I don't know how and where to begin. The load is just too much that everything wants to be unleashed.

To those who may read this & is married, i want to ask, you think that it is enough to tell your wife or husband that you love him/her just because you are trying to provide a food for their stomach or a roof on their head?

I am right now a stay at home mom. And I should say, life seemed to be boring. Don't get me wrong, i love my little one & spending time with her is great. But in marriage, just being a good mom for me doesn't complete me as a person. Of course, I hope someday to be able to lend into a career. Right now, I feel alone. I do not really have friends, my family is not close to where we live ( we can just communicate through technology and right now here problem with the connection, hence I can not talk to them even if I want to - I have to wait for the problems to be fixed - technical )

That saying, I am basically a stranger to this place. Stocked in the 4 corner of our house. Other than my regular chore & taking care of my baby, there's nothing more to do. I don't drive - and hardly do I go out of his house. I do not complain tho since eversince before I am a home buddy during those times, I was surrounded by my family whom I can make a meaningful or sometimes crazy conversation when life is a blahhh.

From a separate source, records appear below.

PR #3355, opened 2019-04-25
[ZEPPELIN-4133]. Idle sessions are no longer being closed even though TimeoutLifecycleManagement is configured properly

zjffdu:
### What is this PR for?
The root cause is that we use Timer to scheduler periodical interpreter checking task. But java Timer has one critical issue that once the Timer thread is crashed, subsequent task will be suppressed. This PR use ScheduledExecutorService instead to fix this issue. 

### What type of PR is it?
[Bug Fix]

### Todos
* [ ] - Task

### What is the Jira issue?
* https://issues.apache.org/jira/browse/ZEPPELIN-4133

* CI pass

### Questions:

### DIFF
--- a/zeppelin-zengine/src/main/java/org/apache/zeppelin/interpreter/lifecycle/TimeoutLifecycleManager.java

While we were not married, he manage to send email liek everyday, even at work. text or call me ( but he complains doing it was somewhat expensive, so we were stocked with email which I enjoyed..there's just a different feeling when you feel like there's somebody out there that cares.) So now, we were married, & I left my hometown just to be with him. I am not sure how sensitve he is to know that being a stranger here, I am leaning towards his friendship, love & care. But now that I am here, he hardly check how I am doing. his reason is, he is busting his ass just to provide me & the family our needs. 

I am so lonely that it is tempting to really just simply look for friends I can talk to. But thinking how it may go, I am afraid that it may go thee wrong way which I want to avoid and I think is not quite right.

So here I am, I do not know how to make a day end a true sense of happiness in me. I tried communicating this with my husband, but he always revert to how he is. The bad thing is, he complains that he is already stretched at work, but when he is home, he is always on the phone & computer..keeping in touch which who knows who, and yet, when it comes to me, he will just tell me h has no time for that.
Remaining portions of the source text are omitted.